━━ TASK MATERIAL ━━
PR #66, opened 2019-12-09
KK-192 | Add child profile page

midori0507:


src/domain/child/ChildUtils.ts
```diff
@@ -38,3 +39,15 @@ export const getTranslatedRelationshipOptions = (
     },
   ];
 };
+
+/**
+ * Child data which was submit from form supposed to have same
```
badrange: I think this sentence is a bit clearer than the comment: 

"The child data submitted from the form is supposed to have the same types as the child data received from backend"

midori0507: make sense 👍

PR #67, opened 2019-12-10
KK-123 | Add not eligible warning for child modal

midori0507:
- Add postalCode validation for modal
- Turn off click overlay to hide modal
━━━
EXERCISE DETAILS:
Exactly reproduce the lines from the one containing "KK-123 | Add" through the end of the records, and only those lines.

TASK RESPONSE:
KK-123 | Add not eligible warning for child modal

midori0507:
- Add postalCode validation for modal
- Turn off click overlay to hide modal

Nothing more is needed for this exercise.